# Microsoft vs Cisco



## lazarus2345 (Jul 11, 2007)

I'm currently working on my BS in IT, and I have the option of either following a Microsoft or Cisco course of study. The benefits of the Microsoft course is that I would end up getting my MCTS and MCITP certs. Through the Cisco course I would end up with my CCENT and CCNA certs. I'm currently A+, Net+, and Security+ certified, and I've been working as a computer repair tech for over a year now. I've learned that I don't really have a preference of hardware over software, I enjoy working with them both equally. So now I'm getting close to having to decide one way or the other, and just wanted a little feedback from the guys who know.


----------



## epshatto (Dec 23, 2010)

Where I work it seems like the breakdown is basically network infrastructure (routers, switches, firewalls) uses Cisco technology. Servers and workstations are Microsoft Server-based.

So I guess I'd say if you want to work on servers and workstations (system admin), do Microsoft. If you want to work on the network infrastructure (analyst, network tech) do the Cisco.

Whichever you do, after you finish it and get some experience in the relevent work environment, think about doing the other if it applies to where you work.


----------



## Mainecomputer (Oct 26, 2011)

I recomend cisco... Ms certs are almost obsolete the day you take the test


----------



## lazarus2345 (Jul 11, 2007)

In response to Mainecomputer, I've kinda had a similar feeling to what you said about the Microsoft certs. Having said that I've noticed most businesses I've gone and serviced have been far behind the current times. One of my regular clients is a neurologist, and his office runs on server 03, and XP, and also I replaced a rack server for the city's water municiple office that was running 03. So in those instances a cert in server 08 puts me ahead of the curve, but I get what you mean.
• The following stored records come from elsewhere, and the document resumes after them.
PR #8476, opened 2021-12-08
feat: custom auth configs for ksql connector requests

vcrfxia:
### Description 

This PR broadens the types of Connect deployments that ksqlDB's connector integration can work with. Specifically, this PR:
* adds new configs for specifying custom HTTP basic auth credentials to be sent with ksql connector requests. If not specified, then ksqlDB will continue to forward the incoming request auth header as it does today.
* adds support for automatically reloading file-based basic auth credentials (see above), if configured. This functionality is off by default in order to avoid the background thread that monitors for file changes.
* adds a configuration to specify whether missing/malformed credentials (see above) should result in an error or not. By default, an error will be thrown, but this PR adds a config to control this behavior to support use cases where, e.g., the credentials file may not exist at first but will be created after the ksqlDB server has already started.
* switches the Connect API paths to be relative rather than absolute, to support integrating with Connect deployments where the raw endpoints are nested under other paths.

### Testing done 

Unit tests + manual.

### Reviewer checklist

### DIFF
--- a/ksqldb-common/src/main/java/io/confluent/ksql/util/KsqlConfig.java
+++ b/ksqldb-common/src/main/java/io/confluent/ksql/util/KsqlConfig.java
@@ -811,7 +811,8 @@ public class KsqlConfig extends AbstractConfig {
             false,
             ConfigDef.Importance.LOW,
             "If true, basic auth credentials for connector auth will automatically reload "
-                + "on file change."
+                + "on file change (creation or modification). File deletion is not monitored and "
+                + "old credentials will continue to be used in this case."
         ).define(
             CONNECT_BASIC_AUTH_FAIL_ON_UNREADABLE_CREDENTIALS,
             ConfigDef.Type.BOOLEAN,
--- a/ksqldb-common/src/main/java/io/confluent/ksql/util/KsqlConfig.java
+++ b/ksqldb-common/src/main/java/io/confluent/ksql/util/KsqlConfig.java
@@ -91,9 +91,31 @@ public class KsqlConfig extends AbstractConfig {
 
   public static final String SCHEMA_REGISTRY_URL_PROPERTY = "ksql.schema.registry.url";
 
-  public static final String CONNECT_URL_PROPERTY = "ksql.connect.url";
+  public static final String KSQL_CONNECT_PREFIX = "ksql.connect.";
 
-  public static final String CONNECT_WORKER_CONFIG_FILE_PROPERTY = "ksql.connect.worker.config";
+  public static final String CONNECT_URL_PROPERTY = KSQL_CONNECT_PREFIX + "url";
+
+  public static final String CONNECT_WORKER_CONFIG_FILE_PROPERTY =
+      KSQL_CONNECT_PREFIX + "worker.config";
+
+  public static final String CONNECT_BASIC_AUTH_CREDENTIALS_SOURCE_PROPERTY =
+      KSQL_CONNECT_PREFIX + "basic.auth.credentials.source";
+  public static final String BASIC_AUTH_CREDENTIALS_SOURCE_NONE = "NONE";
+  public static final String BASIC_AUTH_CREDENTIALS_SOURCE_FILE = "FILE";
+  private static final ConfigDef.ValidString BASIC_AUTH_CREDENTIALS_SOURCE_VALIDATOR =
+      ConfigDef.ValidString.in(
+          BASIC_AUTH_CREDENTIALS_SOURCE_NONE,
+          BASIC_AUTH_CREDENTIALS_SOURCE_FILE
+      );
+  public static final String BASIC_AUTH_CREDENTIALS_USERNAME = "username";
+  public static final String BASIC_AUTH_CREDENTIALS_PASSWORD = "password";
+
+  public static final String CONNECT_BASIC_AUTH_CREDENTIALS_FILE_PROPERTY =
+      KSQL_CONNECT_PREFIX + "basic.auth.credentials.file";
+  public static final String CONNECT_BASIC_AUTH_CREDENTIALS_RELOAD_PROPERTY =
+      KSQL_CONNECT_PREFIX + "basic.auth.credentials.reload";
+  public static final String CONNECT_BASIC_AUTH_FAIL_ON_UNREADABLE_CREDENTIALS =
+      KSQL_CONNECT_PREFIX + "basic.auth.credentials.fail.on.unreadable";
 
   public static final String KSQL_ENABLE_UDFS = "ksql.udfs.enabled";
 
@@ -764,6 +786,39 @@ public class KsqlConfig extends AbstractConfig {
                 + "will prevent connect from starting up embedded within KSQL. For more information"
                 + " on configuring connect, see "
                 + "https://docs.confluent.io/current/connect/userguide.html#configuring-workers."
+        ).define(
+            CONNECT_BASIC_AUTH_CREDENTIALS_SOURCE_PROPERTY,
+            ConfigDef.Type.STRING,
+            BASIC_AUTH_CREDENTIALS_SOURCE_NONE,
+            BASIC_AUTH_CREDENTIALS_SOURCE_VALIDATOR,
+            Importance.LOW,
+            "If providing explicit basic auth credentials for ksqlDB to use when sending connector "
+                + "requests, this config specifies how credentials should be loaded. Valid "
+                + "options are 'FILE' in order to specify the username and password in a "
+                + "properties file, or 'NONE' to indicate that custom basic auth should "
+                + "not be used. If 'NONE', ksqlDB will forward the auth header, if present, "
+                + "on the incoming ksql request to Connect."
+        ).define(
+            CONNECT_BASIC_AUTH_CREDENTIALS_FILE_PROPERTY,
+            ConfigDef.Type.STRING,
+            "",
+            Importance.LOW,
+            "If '" + CONNECT_BASIC_AUTH_CREDENTIALS_SOURCE_PROPERTY + "' is set to 'FILE', "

To epshatto, I really couldn't say which I'd prefer, but honestly I'd like to do more with security. Getting my security+ cert was very difficult for me, I did my A+, Net+, and Sec+ all in less than 6 months, and the secrutiy+ I had to take 3 times before I passed it. I had a lot of personal stuff going on then, but I really enjoyed learning about cryptography, KERBEROS, VPN etc, etc.. So basically you're just saying pick a path, and get after it. My biggest concern though will be employment, I completely understand that my next job will be a help desk position, but I'm more concerned about which path will open doors for me faster.


----------



## greenbrucelee (Apr 24, 2007)

Mainecomputer said:


> I recomend cisco... Ms certs are almost obsolete the day you take the test


This is complete crap and totally wrong advice.

Cisco certifications from CCNA upwards are designed for people who work with cisco kit they are not designed for people who want to work in IT.

Basic certs to get into IT are A+.Network+ and MCTS windows 7 most other certs are designed for people who already have experience and are designed to back up their experience level.

Being certified beyond your experience level can do you more harm than good.

Colleges and schools these days seem to have adopted the approach that if someone can teach it then anyone can learn it and this is having an adverse affect on the IT industry it is the same as those people who cheat on certification exams. Taking and passing an exam is easy but it doesn't mean you actually know anything.

A IT or network manager will not hire someone to manage and support their network regardless of their certifications or qualifications without experience and if someone has a high level cert but no experience it is unlikley that they will be hired for an entry level job as the IT manager will know that as soom as that person has some experience they will leave the job for somewhere else that pays more money.


----------